The pieces were edited by Alison Stephens, they have pick direction markers and dynamic hints, but you'll find no tabs.
But anyway, if you want to approach classical mandolin, you'll do no wrong becoming a fluent sight reader...

----------

ajm2qc03

----------


## Maczart

You might want to pick up a copy of _'J.S. Bach: Sonatas and Partitas for Mandolin_' edited by Daniel Sellman. It contains the 3 Sonatas and 3 Partitas for solo violin in both notation and mandolin tab (but no playing hints). It's available from Barnes and Noble for around $20 (NFI).

These pieces have been described by some as _'the Mount Everest'_ of solo violin playing. They certainly present a lifetime of challenge for the average player. I agree with the previous poster that becoming proficient at reading notation is a huge advantage if you wish to play classical music pieces. The Petrucci Music Library (http://www.imslp.org) is a treasure-trove of classical music scores and transcriptions (unfortunately it's notation only, as is the standard for classical music). Best of luck.

----------

ajm2qc03

----------


## ajm2qc03

Thank you all so much for your suggestions. I'm glad to see 3 different routes to take! 
I am eventually going to get around to becoming proficient at site reading...it's one of the exercises i've been meaning to get around to for years. Mandolin is my second instrument, to guitar, and while i've taken a few years worth of lessons for that back in the day (that's where I learned to read notation), the remaining 13 years have primarily been self taught by ear. i feel comfortable picking up an guitar or mandolin and playing what i hear, however classical music posses obstacles by numbers...THERE ARE TOO MANY NOTES FOR MY BLUES TRAINED EAR TO COMPREHEND!!! 
Previously when learning classical pieces i've had no problems learning and committing to memory...for better or worse, i'm in the camp of play by ear and memorize. Having said that, i want to be the most well-rounded musician i can and desire to eventually learn to site read. that will involve a complete overhaul of my way of thinking about music, and i'm down for that.

----------


## Jim Garber

There is absolutely nothing wrong with memorizing a classical piece. In fact, I believe that if you can do it it only would enhance the playing and performance of the piece. BTW mere notation reading and sight reading are actually different levels of the same thng. Real sight readers can play a piece up to speed if not proper nuance at first sight whereas you only really need to be a good notation reader to work on the music.

----------

ajm2qc03, 

crisscross, 

MandoNina

----------


## Maczart

Yep, Jim is right on. There is a difference between being able to read notation and sight reading. Fluent sight reading ability is not really necessary for learning a piece. Just being able to get through the piece, measure by measure if necessary, is usually good enough when you are working up a new piece. Once you have the piece under your belt, then just a glance at the score is usually all you need because you've probably memorized it anyway just through repetition. Reading and memorizing are not mutually exclusive. Most classical players practice a combination of both.

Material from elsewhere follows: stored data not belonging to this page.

PR #413, opened 2023-06-05
Add signal handlers and a polling API

pvdrz:

This PR introduces a new API to handle signals using the self-pipe trick and a new polling API to be able to poll the pipes until one of them is ready.

This is done so we can eventually poll every single event happening for the two sudo processes running (the parent sudo process and the monitor process) using the same API so we don't have to write code to manually "select" which event to handle first. This makes bugs related to logic locks less likely.

This PR is the first attempt to dissect https://github.com/memorysafety/sudo-rs/pull/363 into more reviewable parts and it is better reviewed when checking the diff for each commit.

**Pull Request Checklist**

### DIFF
--- a/lib/sudo-exec/src/monitor.rs
+++ b/lib/sudo-exec/src/monitor.rs
@@ -76,6 +76,7 @@ impl MonitorRelay {
     pub(super) fn run(mut self) -> io::Result<std::convert::Infallible> {
         loop {
             // First we check if the command is finished
+            // FIXME: This should be polled alongside the signal handlers instead.
             if let Some(status) = self.wait_command()? {
                 ExitReason::from_status(status).send(&self.tx)?;
 
@@ -86,7 +87,13 @@ impl MonitorRelay {
                 exit(0);
             }
 
-            // Then we check any pending signals that we received. Based on `mon_signal_cb`
+            // Then we check any pending signals that we received. Based on `mon_signal_cb`.
+            //
+            // Right now, we rely on the fact that `poll` can be interrupted by a signal so this
+            // call doesn't block forever. We are guaranteed to receive `SIGCHLD` when the
+            // command terminates meaning that the `wait_command` call above will succeed on the
+            // next iteration of this loop. We won't have to rely on this behavior once we
+            // integrate `wait_command` into the `poll` itself.
             if let Ok(infos) = self.signal_handlers.poll() {
                 for info in infos {
                     self.relay_signal(info);
--- a/lib/sudo-exec/src/monitor.rs
+++ b/lib/sudo-exec/src/monitor.rs
@@ -1,25 +1,23 @@
 use std::{
     io,
     os::fd::OwnedFd,
-    process::{exit, Child, Command},
+    process::{exit, Child, Command, ExitStatus},
     time::Duration,
 };
 
-use signal_hook::{
-    consts::*,
-    iterator::{exfiltrator::WithOrigin, SignalsInfo},
-    low_level::{
-        emulate_default_handler,
-        siginfo::{Cause, Origin, Process, Sent},
-    },
-};
+use signal_hook::consts::*;
 use sudo_log::user_error;
-use sudo_system::{getpgid, interface::ProcessId, kill, set_controlling_terminal, setpgid, setsid};
+use sudo_system::{
+    getpgid,
+    interface::ProcessId,
+    kill, set_controlling_terminal, setpgid, setsid,
+    signal::{SignalAction, SignalInfo},
+};
 
-use crate::ExitReason;
+use crate::{signal::SignalHandlers, ExitReason};
 
 pub(super) struct MonitorRelay {
-    signals: SignalsInfo<WithOrigin>,
+    signal_handlers: SignalHandlers,
     command_pid: ProcessId,
     command_pgrp: ProcessId,
     command: Child,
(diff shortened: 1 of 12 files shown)


lib/sudo-exec/src/monitor.rs
```diff
@@ -74,38 +78,35 @@ impl MonitorRelay {
...
-            // Given that we overwrote the default handlers for all the signals, we musti
-            // emulate them to handle the signal we just sent correctly.
-            for info in self.signals.pending() {
-                emulate_default_handler(info.signal)?;
+                exit(0);
             }
 
-            exit(0);
+            // Then we check any pending signals that we received. Based on `mon_signal_cb`
+            if let Ok(infos) = self.signal_handlers.poll() {
```
japaric, line 90: this `poll` is a blocking operation, right? shouldn't the preceding `wait_command` / `Command::try_wait` be included in the poll set? otherwise this could stay in blocking mode (maybe forever?) meanwhile `wait_command` occurs

lib/sudo-exec/src/monitor.rs
```diff
@@ -74,38 +78,35 @@ impl MonitorRelay {
...
-    }
+            if let Some(status) = self.wait_command()? {
+                ExitReason::from_status(status).send(&self.tx)?;
 
-    fn wait_command(&mut self) -> io::Result<()> {
-        if let Some(status) = self.command.try_wait()? {
-            ExitReason::from_status(status).send(&self.tx)?;
+                // Given that we overwrote the default handlers for all the signals, we must
+                // emulate them to handle the signal we just sent correctly.
+                drop(self.signal_handlers);
```
japaric, line 84: this changes the `SignalAction` from `Stream` to `Default` but does not necessarily ensure that any pending signals (buffered in the `UnixStream::Pair`) are handled using the default_signal_handler like the old version did, right?

I don't think how the loop is written guarantees that there are no pending signals when this line is reached. there could have been pending signals on the first iteration of this loop, before `signal_handlers.poll` is called

japaric (commented):
the new SignalHandler and PollSet abstractions look fine to me but I have some questions about their use in sudo-exec

lib/sudo-exec/src/monitor.rs
pvdrz: That's a good point!

Maybe I could add a `pending` method that takes the handlers by value and:
- Sets all the sockets to non-blocking mode.
- Tries to read from them and store all the `Ok(SignalInfo)` values that we can get.
- Return the `SignalInfo` values in a `Vec`.
In that way the handlers will be `drop`ped so we set the action to `Default`  and we can emulate the default handler for the returned `SignalInfo` values.

lib/sudo-exec/src/monitor.rs
japaric: right, `ErrorKind::Interrupt` is a thing. I think that detail should be documented in a comment.

what about error handling then. right now all errors are ignored but maybe only `ErrorKind::Interrupt` should be ignored and all types of errors should be bubbled up?

lib/sudo-exec/src/monitor.rs
japaric: that should work

lib/sudo-exec/src/monitor.rs
japaric: > That's the plan but I didn't want to do that on this PR to avoid having too many changes at once.

would be good to add a TODO comment about this (including the try_wait in the poll set)

lib/sudo-exec/src/signal.rs
```diff
@@ -0,0 +1,46 @@
...
+    pub(crate) fn get_mut(&mut self, signal: c_int) -> Option<&mut SignalHandler> {
+        self.handlers.get_mut(&signal)
+    }
+
+    pub(crate) fn poll(&mut self) -> io::Result<Vec<SignalInfo>> {
+        let signals = self.poll_set.poll()?;
+        let mut infos = Vec::with_capacity(signals.len());
+
+        for signal in signals {
+            infos.push(self.get_mut(signal).unwrap().recv()?);
```
japaric, line 41: something that caught my eye here is that for each signal type `recv` is called *once* but I think that in theory it's possible for a signal (of the same type) to arrive more than once in between `SignalHandlers::poll` calls. in that case, the poll set would report that the signal type is pending but this line would only fetch *one* instance of the signal arrival.

I was thinking that calling `poll` in a loop would prevent that but I'm not sure. does poll detect when a new message comes through the socket or when there's a message that can be read in the socket? if it's the earlier then this issue should be considered, specially for that other `SignalHandlers::pending` method which would only be called once.

pvdrz: :thinking: :thought_balloon: 

Yeah we will fetch at most one signal of each kind on a single `SignalHandlers::poll` call even if more signals have arrived. The `poll` syscall will block until of the sockets can be read without blocking. However, we aren't informed how much we can read. 

We can't use [`Read::read_to_end`](https://doc.rust-lang.org/std/io/trait.Read.html#method.read_to_end) instead of `recv` and count how many `SignalInfo` values fit in the size of the buffer because we only get EOF if the other side of the socket disconnects.

lib/sudo-exec/src/monitor.rs
pvdrz: Hmmm... the comment here makes me think that this is not even necessary... The only purpose of sending signals to the monitor is for them to be forwarded to the command which has already exited in one way or another.

This might be just some remnant of the `!use_pty` event loop we used to have. I'm going to remove this `drop` and the comment all-together.

lib/sudo-exec/src/signal.rs
pvdrz: I added a paragraph to the `recv` documentation specifying this behavior as I think it could be important in an upcoming PR. This is ok for the current event loop as we will either process those signals sooner or later or the command will exit in which case receiving those signals is no longer necessary

japaric (approved):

Again, there's nothing wrong with memorizing a classical piece. Professional classical performers, especially soloists, do it all the time. They have a number of pieces in their 'repertoire' at any given time that they perform regularly. These pieces are memorized and honed to perfection for performance. This way they can give 100% of their attention to expressing the music. The only downside to memorization (at least for me) is that after spending a lot of effort to learn a piece, if I don't play it regularly, I tend to forget parts of it. But a quick look back at the score is usually all it takes to refresh my memory.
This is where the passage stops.